● DATA RECORDS
PR #563, opened 2024-09-26
Add variable alias for sizeof(xlen)

### LINKED ISSUE #561: Replace sizeof(xlen) with xlen
Currently the model has a load of `sizeof(xlen)` everywhere because `xlen` is a type, not a variable:

```
type xlen       : Int = xlen_bytes * 8
```

You need `sizeof()` to convert the type into a variable. However Sail types and variables are in different namespaces, so you can have a type that is the same name as a variable, like this:

```
type xlen       : Int = xlen_bytes * 8
let xlen = sizeof(xlen)
```

The CHERI model uses this extensively - [see here for example](https://github.com/CTSRD-CHERI/sail-cheri-riscv/blob/c93d5eff4132fd52ddad32020cedae93573bfa29/src/cheri_prelude_128.sail#L64).

I think we should do the same for `xlen` in this model. It makes the code more readable and more like pseudo-code, and I can't see any downsides.

Any thoughts?

Timmmm:
Add variable aliases for `sizeof(xlen)`, `sizeof(xlen_bytes)` and `sizeof(flen)`, and remove unused `flen_bytes`.

This makes the code a bit simpler and more readable.

Fixes #561

### DIFF
--- a/model/main.sail
+++ b/model/main.sail
@@ -15,7 +15,7 @@ $ifdef SYMBOLIC
 
 $include <elf.sail>
 
-function get_entry_point() = to_bits(sizeof(xlen), elf_entry())
+function get_entry_point() = to_bits(xlen, elf_entry())
 
 $else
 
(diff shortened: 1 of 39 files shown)


arichardson (approved):
I always found it odd that we had to use sizeof(*len), this is much nicer.

jordancarlin (approved):
Seems like a nice improvement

● ACTIVITY
Copy each line in the entries above where "same" turns up.

● RESULT OF THE EXERCISE
You need `sizeof()` to convert the type into a variable. However Sail types and variables are in different namespaces, so you can have a type that is the same name as a variable, like this:
I think we should do the same for `xlen` in this model. It makes the code more readable and more like pseudo-code, and I can't see any downsides.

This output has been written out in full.